TASK TO COMPLETE -> The line with "## Description", the line with "As @mikemahoney218 noted", and all lines between them in the material below: return these exactly, and no others.

============

PR #4637, opened 2021-09-30
add param aliases from scikit-learn

StrikerRUS:
With `1.0` release of scikit-learn `HistGradientBoostingClassifier` and `HistGradientBoostingRegressor` are no longer experimental.
https://scikit-learn.org/stable/whats_new/v1.0.html#sklearn-ensemble

Add names of their constructor arguments as aliases to LightGBM's params. This should help users play around with different estimators with minimal changes in their code.
https://scikit-learn.org/stable/modules/generated/sklearn.ensemble.HistGradientBoostingRegressor.html

PR #4746, opened 2021-10-29
Add 'nrounds' as an alias for 'num_iterations' (fixes #4743)

### LINKED ISSUE #4743: [R-package] Add 'nrounds' as an alias for 'num_iterations'
## Description

In the R package, `lgb.train()` and `lightgbm()` expose a keyword argument `nrounds`, an integer indicating how many boosting rounds should be performed.

`{lightgbm}` uses the value of that argument to set `num_iteration`, unless `num_iterations` or another alias for it (https://lightgbm.readthedocs.io/en/latest/Parameters.html#num_iterations) is provided in the keyword argument `params`.

https://github.com/microsoft/LightGBM/blob/798dc1d4191b93fd34797d62b79c66cd95209406/R-package/R/lgb.train.R#L111-L115

Since `nrounds` is not a supported alias for `num_iterations` in LightGBM, it is not possible to override the default value of `nrounds` in `lgb.train()` or `lightgbm()` by passing `nrounds` as part of the list in `params`.

As @mikemahoney218 noted in https://github.com/microsoft/LightGBM/issues/4226#issuecomment-952269650, this is confusing behavior. Everywhere else in the R and Python packages, LightGBM treats values in `params` as higher-precedence than those passed through keyword arguments.

This behavior also adds friction to hyperparameter tuning (and will add even more once the suggestions from #4226 are fully implemented), as it makes `nrounds` a training parameter that cannot be altered by altering the list in `params`.

`nrounds` should be added as an alias for `num_iterations` in LightGBM.

## Reproducible example

```r
library(lightgbm)

    agaricus.train$data
)

bst <- lightgbm::lgb.train(
    params = list(
        "nrounds" = 17
        , "objective" = "regression"
    )
    , data = dtrain
)

# should be 17, but 100 boosting rounds were performed
bst$current_iter()

# [1] 100
```

## How to fix this

Add `nrounds` to the list of aliases for `num_iterations` at https://github.com/microsoft/LightGBM/blob/798dc1d4191b93fd34797d62b79c66cd95209406/R-package/R/aliases.R#L108-L119.

To ensure that other interfaces to LightGBM besides the R package respect this parameter alias, update the relevant C++ code and documentation. See https://github.com/microsoft/LightGBM/pull/4637/files for reference of which files should be changed. Do not edit `docs/Parameters.rst` directly... run `python helpers/parameter_generator.py` from the root of the repo after updating files in `include/` and `src/`.

Add a unit test to https://github.com/microsoft/LightGBM/blob/798dc1d4191b93fd34797d62b79c66cd95209406/R-package/tests/testthat/test_basic.R which confirms that `{lightgbm}` respects `nrounds` passed through `parameters`.

## Additional Comments

@StrikerRUS @Laurae2 please let me know if you disagree with this idea or have any additional thoughts to add.

mikemahoney218:
This PR addresses #4743, adding `nrounds` as an alias for `num_iterations` so that (within the R package) the top-level `nrounds` parameter may also be passed to the `params` argument of `lightgbm` and `lgb.train`. 

I followed the template of #4637 and the new tests work on my machine (:tm:). Please let me know if I missed anything!

### DIFF
--- a/R-package/tests/testthat/test_basic.R
+++ b/R-package/tests/testthat/test_basic.R
@@ -230,16 +230,23 @@ test_that("lightgbm() accepts nrounds as either a top-level argument or paramete
     )
     , save_name = tempfile(fileext = ".model")
   )
+  
+  top_level_l2 <- top_level_bst$eval_train()[[1L]][["value"]]
+  param_l2    <- param_bst$eval_train()[[1L]][["value"]]
+  both_l2      <- both_customized$eval_train()[[1L]][["value"]]
 
-  expect_equal(param_bst$current_iter(), top_level_bst$current_iter())
-  expect_equal(param_bst$best_score
-               , top_level_bst$best_score
-               , tolerance = TOLERANCE)
+  # check type just to be sure the subsetting didn't return a NULL
+  expect_true(is.numeric(top_level_l2))
+  expect_true(is.numeric(param_l2))
+  expect_true(is.numeric(both_l2))
+  
+  # check that model produces identical performance
+  expect_identical(top_level_l2, param_l2)
+  expect_identical(both_l2, param_l2)
 
-  expect_equal(param_bst$current_iter(), both_customized$current_iter())
-  expect_equal(param_bst$best_score
-               , both_customized$best_score
-               , tolerance = TOLERANCE)
+  expect_identical(param_bst$current_iter(), top_level_bst$current_iter())
+  expect_identical(param_bst$current_iter(), both_customized$current_iter())
+
 })
 
 test_that("lightgbm() performs evaluation on validation sets if they are provided", {
@@ -520,6 +527,75 @@ test_that("lgb.train() rejects negative or 0 value passed to nrounds", {
     }, "nrounds should be greater than zero")
   }
 })
+
+
+test_that("lgb.train() accepts nrounds as either a top-level argument or parameter", {
+  nrounds <- 15L
+  
+  set.seed(708L)
+  top_level_bst <- lgb.train(
+    data = lgb.Dataset(
+      train$data
+      , label = train$label
+    )
+    , nrounds = nrounds
+    , params = list(
+      objective = "regression"
+      , metric = "l2"
+      , num_leaves = 5L
+      , save_name = tempfile(fileext = ".model")
+    )
+  )
+  
+  set.seed(708L)
+  param_bst <- lgb.train(
+    data = lgb.Dataset(
+      train$data
+      , label = train$label
+    )
+    , params = list(
+      objective = "regression"
+      , metric = "l2"
+      , num_leaves = 5L
+      , nrounds = nrounds
+      , save_name = tempfile(fileext = ".model")
+    )
+  )
+  
+  set.seed(708L)
+  both_customized <- lgb.train(
+    data = lgb.Dataset(
+      train$data
+      , label = train$label
+    )
+    , nrounds = 20L
+    , params = list(
+      objective = "regression"
+      , metric = "l2"
+      , num_leaves = 5L
+      , nrounds = nrounds
+      , save_name = tempfile(fileext = ".model")
+    )
+  )
+  
+  top_level_l2 <- top_level_bst$eval_train()[[1L]][["value"]]
+  params_l2    <- param_bst$eval_train()[[1L]][["value"]]
+  both_l2      <- both_customized$eval_train()[[1L]][["value"]]
+  
+  # check type just to be sure the subsetting didn't return a NULL
+  expect_true(is.numeric(top_level_l2))
+  expect_true(is.numeric(params_l2))
+  expect_true(is.numeric(both_l2))
+  
+  # check that model produces identical performance
+  expect_identical(top_level_l2, params_l2)
+  expect_identical(both_l2, params_l2)
+  
+  expect_identical(param_bst$current_iter(), top_level_bst$current_iter())
+  expect_identical(param_bst$current_iter(), both_customized$current_iter())
+  
+})
+
 
 test_that("lgb.train() throws an informative error if 'data' is not an lgb.Dataset", {
   bad_values <- list(
--- a/R-package/tests/testthat/test_basic.R
+++ b/R-package/tests/testthat/test_basic.R
@@ -188,6 +188,60 @@ test_that("lightgbm() rejects negative or 0 value passed to nrounds", {
   }
 })
 
+test_that("lightgbm() accepts nrounds as either a top-level argument or parameter", {
+  nrounds <- 15L
+
+  set.seed(708L)
+  top_level_bst <- lightgbm(
+    data = train$data
+    , label = train$label
+    , nrounds = nrounds
+    , params = list(
+      objective = "regression"
+      , metric = "l2"
+      , num_leaves = 5L
+    )
+    , save_name = tempfile(fileext = ".model")
+  )
+
+  set.seed(708L)
+  param_bst <- lightgbm(
+    data = train$data
+    , label = train$label
+    , params = list(
+      objective = "regression"
+      , metric = "l2"
+      , num_leaves = 5L
+      , nrounds = nrounds
+    )
+    , save_name = tempfile(fileext = ".model")
+  )
+
+  set.seed(708L)
+  both_customized <- lightgbm(
+    data = train$data
+    , label = train$label
+    , nrounds = 20L
+    , params = list(
+      objective = "regression"
+      , metric = "l2"
+      , num_leaves = 5L
+      , nrounds = nrounds
+    )
+    , save_name = tempfile(fileext = ".model")
+  )
+
+  expect_equal(param_bst$current_iter(), top_level_bst$current_iter())
+  expect_equal(param_bst$best_score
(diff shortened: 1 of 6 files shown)


StrikerRUS:
@mikemahoney218 Thanks a lot for your contribution! Sorry for the inconvenience, but could you please sync this PR with the latest `master` branch to fix CI issues?

mikemahoney218:
@StrikerRUS No problem, should be up-to-date now.

R-package/tests/testthat/test_basic.R
```diff
@@ -188,6 +188,60 @@ test_that("lightgbm() rejects negative or 0 value passed to nrounds", {
...
+
+  expect_equal(param_bst$current_iter(), top_level_bst$current_iter())
+  expect_equal(param_bst$best_score
+               , top_level_bst$best_score
+               , tolerance = TOLERANCE)
+
+  expect_equal(param_bst$current_iter(), both_customized$current_iter())
+  expect_equal(param_bst$best_score
+               , both_customized$best_score
+               , tolerance = TOLERANCE)
```
StrikerRUS, line 242: I believe we should check here for the exact equality without any `tolerance`. Given the fixed environment and the same set of parameters, consecutive calls of lightgbm should produce bit-by-bit identical results. Just like here:
https://github.com/microsoft/LightGBM/blob/d62378b45314c2688deef7333ae16fcc9863d881/tests/python_package_test/test_basic.py#L66-L67

StrikerRUS (approved):
Thank you for adding new alias!
Generally LGTM, except one comment about asserting results in the test. But I'll defer the final decision to @jameslamb.

R-package/tests/testthat/test_basic.R
```diff
@@ -188,6 +188,60 @@ test_that("lightgbm() rejects negative or 0 value passed to nrounds", {
...
+      , num_leaves = 5L
+      , nrounds = nrounds
+    )
+    , save_name = tempfile(fileext = ".model")
+  )
+
+  expect_equal(param_bst$current_iter(), top_level_bst$current_iter())
+  expect_equal(param_bst$best_score
+               , top_level_bst$best_score
+               , tolerance = TOLERANCE)
```
jameslamb, line 237: I don't think `best_score` is the right thing to use here. For any LightGBM training where validation data isn't provided, this will always be `NA`.

```r
library(lightgbm)

train <- agaricus.train

nrounds <- 15L

top_level_bst <- lightgbm(
    data = train$data
    , label = train$label
    , nrounds = nrounds
    , params = list(
      objective = "regression"
      , metric = "l2"
      , num_leaves = 5L
    )
    , save_name = tempfile(fileext = ".model")
)

top_level_bst$best_score
# [1] NA
```

To test "the model produced is identical", to be more confident that the value of `num_iterations` was passed through, you can use `$eval_train()`. This creates predictions on the training data, using the full model, and then provides evaluation metrics based on those predictions.

```r
top_level_l2 <- top_level_bst$eval_train()[[1L]][["value"]]
params_l2    <- params_bst$eval_train()[[1L]][["value"]]

# check type just to be sure the subsetting didn't return a NULL
expect_true(is.numeric(top_level_2))
expect_true(is.numeric(params_l2))

# check that model produces identical performance
expect_equal(top_level_l2, params_l2)
```

Could you make this change?

R-package/tests/testthat/test_basic.R
jameslamb: I agree with @StrikerRUS . And just to be clear, that would mean using `testthat::expect_identical()`, not just removing `tolerance`.

Since `expect_equal()` already allows for small differences by default: https://rdrr.io/cran/testthat/man/equality-expectations.html

R-package/tests/testthat/test_basic.R
```diff
@@ -188,6 +188,60 @@ test_that("lightgbm() rejects negative or 0 value passed to nrounds", {
   }
 })
 
+test_that("lightgbm() accepts nrounds as either a top-level argument or parameter", {
```
jameslamb, line 191: can you please add an identical test (totally fine to copy and paste the code) that this also works with `lightgbm::lgb.train()`?

This package provides both interfaces that do the same thing, mainly for backwards-compatibility reasons, so we try to test that both are behaving as expected.

jameslamb (changes requested):
Thanks so much for picking this up! Changes look good to me, but I left a few requests on the additional unit tests.

R-package/tests/testthat/test_basic.R
mikemahoney218: I swapped this to `expect_identical`. When running interactively, this test was non-deterministic; it would sometimes fail with message ``top_level_l2` not identical to `params_l2`. Objects equal but not identical.` and sometimes succeed. My attempts to capture this using reprex succeeded every time, so I'm not sure if something about the interactive environment, R Studio, or (most likely) the way I was running tests was causing the issue, but I figured I'd flag all the same.

R-package/tests/testthat/test_basic.R
```diff
@@ -188,6 +188,67 @@ test_that("lightgbm() rejects negative or 0 value passed to nrounds", {
...
+  # check type just to be sure the subsetting didn't return a NULL
+  expect_true(is.numeric(top_level_l2))
+  expect_true(is.numeric(param_l2))
+  expect_true(is.numeric(both_l2))
+  
+  # check that model produces identical performance
+  expect_identical(top_level_l2, param_l2)
+  expect_identical(both_l2, param_l2)
+
+  expect_identical(param_bst$current_iter(), top_level_bst$current_iter())
```
jameslamb, line 247: sorry for missing this in my last review! Could you also add an assertion here somewhere comparing one of these `$current_iter()` values to `nrounds` directly?

That way, bugs in `$current_iter()` won't be able to silently pass this test.

For example, if `$current_iter()` always returned `100`, all these assertions would pass, even though you used `nrounds = 20`.

jameslamb (changes requested):

mikemahoney218:
I believe I've added commits that addressed all your comments, namely:

+ Use `eval_train()` rather than `best_score()`
+ Testing `lgb.train()` as well as `lightgbm()`
+ Explicit tests comparing `current_iter()` to `nrounds`
+ `expect_identical()` rather than `expect_equal()`

I want to mention that `expect_identical()` often failed when running these tests interactively; I don't know if it was something in how I ran the tests or in how my R Studio is configured that caused this issue. My attempts to capture this via `reprex::reprex()` always succeeded, so I'm expecting they'll work in a CI environment, but I wanted to flag this anyway.

I'm logging off for the weekend around now, so if you all have any other changes I'll look into them come Monday. Have a good weekend :smile:

jameslamb:
Thanks very much for the help! We may leave some additional comments here but no need to respond to them over the weekend. This is not urgent, and we really appreciate you taking the time so far to help out!

I'll try running the tests you've added on my machine and see if I also see nondeterministic behavior, thanks very much for flagging that.

StrikerRUS:
Kindly ping @mikemahoney218

mikemahoney218:
@StrikerRUS I believe that I'm waiting for you all to review the new changes :smile: At any rate, I'm not aware of any changes that need to be made on my end right now.

StrikerRUS:
@mikemahoney218 Ah, sorry, missed your the most recent commits! Then please fix the following linting errors:
```
[1] Total linting issues found: 10
/home/runner/work/LightGBM/LightGBM/R-package/tests/testthat/test_basic.R:233:1: style: Trailing whitespace is superfluous.
/home/runner/work/LightGBM/LightGBM/R-package/tests/testthat/test_basic.R:242:1: style: Trailing whitespace is superfluous.
/home/runner/work/LightGBM/LightGBM/R-package/tests/testthat/test_basic.R:535:1: style: Trailing whitespace is superfluous.
/home/runner/work/LightGBM/LightGBM/R-package/tests/testthat/test_basic.R:550:1: style: Trailing whitespace is superfluous.
/home/runner/work/LightGBM/LightGBM/R-package/tests/testthat/test_basic.R:565:1: style: Trailing whitespace is superfluous.
/home/runner/work/LightGBM/LightGBM/R-package/tests/testthat/test_basic.R:581:1: style: Trailing whitespace is superfluous.
/home/runner/work/LightGBM/LightGBM/R-package/tests/testthat/test_basic.R:585:1: style: Trailing whitespace is superfluous.
/home/runner/work/LightGBM/LightGBM/R-package/tests/testthat/test_basic.R:590:1: style: Trailing whitespace is superfluous.
/home/runner/work/LightGBM/LightGBM/R-package/tests/testthat/test_basic.R:594:1: style: Trailing whitespace is superfluous.
/home/runner/work/LightGBM/LightGBM/R-package/tests/testthat/test_basic.R:598:1: style: Trailing whitespace is superfluous.
```
https://github.com/microsoft/LightGBM/runs/4051576042?check_suite_focus=true#step:3:790

mikemahoney218:
@StrikerRUS We'll see what CI thinks but should be fixed in 0070402

jameslamb (approved):
Changes all look good to me, thanks very much!!

shiyu1994:
@mikemahoney218 @StrikerRUS @jameslamb Thank you all for the excellent work.

PR #4749, opened 2021-10-29
[python] Make dummy classes constructible with any arguments

StrikerRUS:
Refer to the following thread https://github.com/microsoft/LightGBM/pull/4639#discussion_r720068911. Making dummy classes constructible with any arguments may help to write tests.

I'm not overriding default `__init__()` method for three internal classes (prefixed with `_`) because doing that for two of them (`_LGBMRegressorBase` and `_LGBMClassifierBase`) makes `autosummary` Sphinx extension to fail because of inheritance issues.


jameslamb (approved):
very nice!

PR #4750, opened 2021-10-29
[docs][python] add `datatable` to the mocked modules during docs building process and sort them alphabetically

StrikerRUS:
I think it's better to add `datatable` because we try to import it here
https://github.com/microsoft/LightGBM/blob/d62378b45314c2688deef7333ae16fcc9863d881/python-package/lightgbm/compat.py#L43


jameslamb (approved):
I think this is ok, and consistent with the handling of all the other libraries we import. Thanks for also taking this opportunity to alphabetize `MOCK_MODULES` and split it to one library per line so it's easier to read and so the git blame will be more specific if future such changes are needed.

PR #348, opened 2020-11-10
many interrupt functional coverage fixes

strichmo:


MikeOpenHWGroup (approved):
Wow that `corev_ecall_instr_stream` is a bit of a sledge hammer.

PR #351, opened 2020-11-10
Filling coverage hole for illegal_insn + debug_req

silabs-oysteink:
Added directed test and assertion for debug_req_i while executing an illegal instruction. depc is set to entry point of exception handler before debug entry. Test is part of debug_test_trigger. Had to alter timings for the trigger tests after this change.


MikeOpenHWGroup (changes requested):
Hi @silabs-oysteink, this submission looks good but the debug_test_trigger test still fails.  Is that expected?

silabs-oysteink:
It may fail if it is not compiled with gcc 9.3.0, as different compiler versions may alter the timing of the debug_req and irq signals from the virtual peripheral.

Given the correct gcc, it will still fail with ISS due to issue #353 and cv32e40p issue(s) #548 and #549. #353 has a fix in the last PR from Lee, but I don't know about the other two.

silabs-oysteink:
Do no merge yet, I will move the last subtest into a separate test.

MikeOpenHWGroup:
OK, thanks for the heads up.  I added a "DO NOT MERGE" label to minimize the chances that I'll merge this by mistake.  Please remove that label when you are ready.

MikeOpenHWGroup (approved):

PR #358, opened 2020-11-11
fixes corner cases in TB with irq wakeup and debug_req wakeup from wfi

strichmo:
also turn down some test times on the interrupt random tests


MikeOpenHWGroup (approved):
Looks good.   As discussed, it would be useful to add some comments to describe the deferred interrupt and debug logic.  In the interests of time, I'll merge these changes in now (pending a ci_check regression running now).

PR #359, opened 2020-11-11
Use state machine in step & compare instead of asynchronous always blocks

GTumbush:
Updated uvmt_cv32_step_compare.sv to use a state machine instead of asynchronous always blocks. Passes ci_check in lee_moore branch that runs normal regression tests and in addition interrupt_test, corev_rand_interrupt_0, and corev_rand_interrupt_1. All pass.

Note, this branch is from https://github.com/GTumbush/core-v-verif/tree/lee_moore hash 12b6874 with log "Move stop/start_clk to state machine". It does not contain Lee's latest modifications to this file. It does not solve issues https://github.com/openhwgroup/cv32e40p/issues/548 and https://github.com/openhwgroup/cv32e40p/issues/549 . Since these issues do not gate RTL freeze I want to get this upgrade in master ASAP.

============

SOLUTION TO THE EXERCISE ->
## Description

In the R package, `lgb.train()` and `lightgbm()` expose a keyword argument `nrounds`, an integer indicating how many boosting rounds should be performed.

`{lightgbm}` uses the value of that argument to set `num_iteration`, unless `num_iterations` or another alias for it (https://lightgbm.readthedocs.io/en/latest/Parameters.html#num_iterations) is provided in the keyword argument `params`.

https://github.com/microsoft/LightGBM/blob/798dc1d4191b93fd34797d62b79c66cd95209406/R-package/R/lgb.train.R#L111-L115

Since `nrounds` is not a supported alias for `num_iterations` in LightGBM, it is not possible to override the default value of `nrounds` in `lgb.train()` or `lightgbm()` by passing `nrounds` as part of the list in `params`.

As @mikemahoney218 noted in https://github.com/microsoft/LightGBM/issues/4226#issuecomment-952269650, this is confusing behavior. Everywhere else in the R and Python packages, LightGBM treats values in `params` as higher-precedence than those passed through keyword arguments.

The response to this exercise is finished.